ASSIGNED TASK: Report all lines below with the word "check".

Collected data:
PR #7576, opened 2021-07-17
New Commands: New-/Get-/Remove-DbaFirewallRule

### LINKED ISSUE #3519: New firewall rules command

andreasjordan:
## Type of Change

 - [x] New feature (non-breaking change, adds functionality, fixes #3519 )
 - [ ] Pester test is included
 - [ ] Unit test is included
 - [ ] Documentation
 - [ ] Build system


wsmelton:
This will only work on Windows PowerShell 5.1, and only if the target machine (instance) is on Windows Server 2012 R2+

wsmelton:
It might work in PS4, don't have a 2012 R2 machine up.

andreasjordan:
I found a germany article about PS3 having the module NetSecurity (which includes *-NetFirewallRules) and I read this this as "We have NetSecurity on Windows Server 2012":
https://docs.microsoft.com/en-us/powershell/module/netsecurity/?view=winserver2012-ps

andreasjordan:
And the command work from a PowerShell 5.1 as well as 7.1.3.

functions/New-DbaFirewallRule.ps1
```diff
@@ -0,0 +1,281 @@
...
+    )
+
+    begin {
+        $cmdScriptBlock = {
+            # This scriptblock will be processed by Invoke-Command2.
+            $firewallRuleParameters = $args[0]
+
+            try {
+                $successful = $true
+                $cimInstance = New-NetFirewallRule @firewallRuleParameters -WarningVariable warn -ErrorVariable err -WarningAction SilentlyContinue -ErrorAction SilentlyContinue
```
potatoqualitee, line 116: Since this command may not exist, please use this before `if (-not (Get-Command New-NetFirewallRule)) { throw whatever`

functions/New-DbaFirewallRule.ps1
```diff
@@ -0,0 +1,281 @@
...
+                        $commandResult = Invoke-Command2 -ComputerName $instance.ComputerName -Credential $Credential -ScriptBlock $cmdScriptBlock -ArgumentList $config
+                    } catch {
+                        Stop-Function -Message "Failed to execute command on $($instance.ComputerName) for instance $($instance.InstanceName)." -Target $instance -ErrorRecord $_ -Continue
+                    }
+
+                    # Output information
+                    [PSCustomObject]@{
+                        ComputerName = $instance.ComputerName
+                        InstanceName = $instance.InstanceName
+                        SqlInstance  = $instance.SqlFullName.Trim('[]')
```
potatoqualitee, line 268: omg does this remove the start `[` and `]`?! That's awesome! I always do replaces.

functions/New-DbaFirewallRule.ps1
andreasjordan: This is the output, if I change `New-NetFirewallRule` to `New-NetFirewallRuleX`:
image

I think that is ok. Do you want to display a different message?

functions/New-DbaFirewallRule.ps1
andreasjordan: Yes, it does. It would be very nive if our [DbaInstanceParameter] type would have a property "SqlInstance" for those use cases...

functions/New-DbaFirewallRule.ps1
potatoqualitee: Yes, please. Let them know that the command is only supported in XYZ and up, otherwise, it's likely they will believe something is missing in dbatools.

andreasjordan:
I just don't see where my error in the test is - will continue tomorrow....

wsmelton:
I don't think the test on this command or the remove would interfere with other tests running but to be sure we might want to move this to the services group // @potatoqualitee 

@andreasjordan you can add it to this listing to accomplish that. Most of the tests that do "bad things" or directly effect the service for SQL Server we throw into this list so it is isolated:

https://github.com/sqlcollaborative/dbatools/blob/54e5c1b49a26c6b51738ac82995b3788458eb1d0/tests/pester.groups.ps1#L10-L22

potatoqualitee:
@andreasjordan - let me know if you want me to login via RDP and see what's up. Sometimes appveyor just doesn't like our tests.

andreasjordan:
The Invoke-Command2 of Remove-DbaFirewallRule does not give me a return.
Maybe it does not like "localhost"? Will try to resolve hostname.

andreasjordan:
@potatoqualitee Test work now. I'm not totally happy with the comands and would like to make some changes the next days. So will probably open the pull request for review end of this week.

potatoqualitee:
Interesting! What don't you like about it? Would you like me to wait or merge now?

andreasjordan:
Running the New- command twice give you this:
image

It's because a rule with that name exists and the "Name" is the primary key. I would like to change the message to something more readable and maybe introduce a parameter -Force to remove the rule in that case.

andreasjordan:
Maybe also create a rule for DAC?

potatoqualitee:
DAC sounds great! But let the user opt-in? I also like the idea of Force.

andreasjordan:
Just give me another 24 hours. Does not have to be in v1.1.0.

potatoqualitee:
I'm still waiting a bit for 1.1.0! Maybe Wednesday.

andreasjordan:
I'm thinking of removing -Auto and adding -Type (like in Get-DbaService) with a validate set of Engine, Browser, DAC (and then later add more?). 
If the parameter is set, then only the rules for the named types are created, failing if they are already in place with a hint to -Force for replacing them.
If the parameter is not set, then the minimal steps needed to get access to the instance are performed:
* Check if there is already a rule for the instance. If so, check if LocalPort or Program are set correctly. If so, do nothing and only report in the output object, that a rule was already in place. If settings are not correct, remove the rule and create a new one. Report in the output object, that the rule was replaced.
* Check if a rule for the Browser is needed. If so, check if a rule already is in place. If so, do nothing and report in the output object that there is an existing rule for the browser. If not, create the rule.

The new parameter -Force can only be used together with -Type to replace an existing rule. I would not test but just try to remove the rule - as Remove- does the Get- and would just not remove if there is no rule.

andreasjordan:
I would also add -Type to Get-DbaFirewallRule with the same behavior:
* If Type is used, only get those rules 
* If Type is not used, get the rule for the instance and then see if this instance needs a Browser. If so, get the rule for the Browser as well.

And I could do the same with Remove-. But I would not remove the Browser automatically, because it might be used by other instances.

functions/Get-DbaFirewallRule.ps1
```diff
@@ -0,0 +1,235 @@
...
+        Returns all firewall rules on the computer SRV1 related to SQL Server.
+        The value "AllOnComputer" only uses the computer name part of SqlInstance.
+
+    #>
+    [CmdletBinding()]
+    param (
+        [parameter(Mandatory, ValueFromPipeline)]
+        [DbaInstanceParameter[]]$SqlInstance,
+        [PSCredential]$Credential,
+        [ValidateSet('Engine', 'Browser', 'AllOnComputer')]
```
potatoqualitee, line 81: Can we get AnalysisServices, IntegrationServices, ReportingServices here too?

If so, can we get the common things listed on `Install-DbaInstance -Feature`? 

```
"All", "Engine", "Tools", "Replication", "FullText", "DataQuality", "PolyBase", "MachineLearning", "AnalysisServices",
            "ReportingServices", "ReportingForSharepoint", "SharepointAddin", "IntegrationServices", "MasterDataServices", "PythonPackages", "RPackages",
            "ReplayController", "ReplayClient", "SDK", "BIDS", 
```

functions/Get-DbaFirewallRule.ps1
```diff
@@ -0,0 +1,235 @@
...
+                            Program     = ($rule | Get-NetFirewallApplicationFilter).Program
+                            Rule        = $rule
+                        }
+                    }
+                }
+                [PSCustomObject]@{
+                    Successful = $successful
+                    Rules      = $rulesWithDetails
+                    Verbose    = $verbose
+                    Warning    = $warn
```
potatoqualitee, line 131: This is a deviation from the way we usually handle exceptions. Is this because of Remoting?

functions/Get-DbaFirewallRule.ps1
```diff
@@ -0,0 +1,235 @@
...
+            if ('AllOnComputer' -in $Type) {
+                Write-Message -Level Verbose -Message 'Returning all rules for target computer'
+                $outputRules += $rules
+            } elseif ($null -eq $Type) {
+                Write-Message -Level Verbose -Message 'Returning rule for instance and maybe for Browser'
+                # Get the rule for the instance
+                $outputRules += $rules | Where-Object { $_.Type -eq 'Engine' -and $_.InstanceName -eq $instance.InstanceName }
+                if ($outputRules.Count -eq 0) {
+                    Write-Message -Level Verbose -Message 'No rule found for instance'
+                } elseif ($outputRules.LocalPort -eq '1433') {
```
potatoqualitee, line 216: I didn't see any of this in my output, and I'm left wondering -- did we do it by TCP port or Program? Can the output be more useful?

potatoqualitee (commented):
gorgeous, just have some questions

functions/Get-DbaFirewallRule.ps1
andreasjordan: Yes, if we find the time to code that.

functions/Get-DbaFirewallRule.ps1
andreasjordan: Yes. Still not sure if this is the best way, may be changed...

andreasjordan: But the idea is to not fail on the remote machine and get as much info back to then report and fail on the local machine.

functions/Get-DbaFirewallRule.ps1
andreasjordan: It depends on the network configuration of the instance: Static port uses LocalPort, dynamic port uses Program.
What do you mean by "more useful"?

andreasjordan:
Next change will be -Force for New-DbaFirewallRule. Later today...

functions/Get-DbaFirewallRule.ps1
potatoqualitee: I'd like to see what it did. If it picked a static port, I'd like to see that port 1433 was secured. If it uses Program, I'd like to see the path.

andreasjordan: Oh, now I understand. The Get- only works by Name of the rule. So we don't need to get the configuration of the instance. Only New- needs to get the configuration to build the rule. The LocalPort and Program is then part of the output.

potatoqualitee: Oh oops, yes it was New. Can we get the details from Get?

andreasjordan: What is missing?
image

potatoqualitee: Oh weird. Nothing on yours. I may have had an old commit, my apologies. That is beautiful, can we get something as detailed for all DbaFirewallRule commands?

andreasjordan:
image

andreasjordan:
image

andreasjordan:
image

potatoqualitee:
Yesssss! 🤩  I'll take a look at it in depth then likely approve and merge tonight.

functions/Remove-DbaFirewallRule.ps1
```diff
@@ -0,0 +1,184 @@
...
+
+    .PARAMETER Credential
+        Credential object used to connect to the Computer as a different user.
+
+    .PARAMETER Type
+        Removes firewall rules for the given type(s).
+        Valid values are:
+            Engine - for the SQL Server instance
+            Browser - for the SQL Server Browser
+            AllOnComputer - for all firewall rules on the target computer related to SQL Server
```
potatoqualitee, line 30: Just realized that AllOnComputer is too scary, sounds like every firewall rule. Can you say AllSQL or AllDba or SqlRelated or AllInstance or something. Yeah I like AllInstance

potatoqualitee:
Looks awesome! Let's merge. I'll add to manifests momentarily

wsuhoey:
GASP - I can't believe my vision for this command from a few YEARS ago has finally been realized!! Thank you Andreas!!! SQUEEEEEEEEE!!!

SOLUTION FOR THIS PROBLEM:
* Check if there is already a rule for the instance. If so, check if LocalPort or Program are set correctly. If so, do nothing and only report in the output object, that a rule was already in place. If settings are not correct, remove the rule and create a new one. Report in the output object, that the rule was replaced.
* Check if a rule for the Browser is needed. If so, check if a rule already is in place. If so, do nothing and report in the output object that there is an existing rule for the browser. If not, create the rule.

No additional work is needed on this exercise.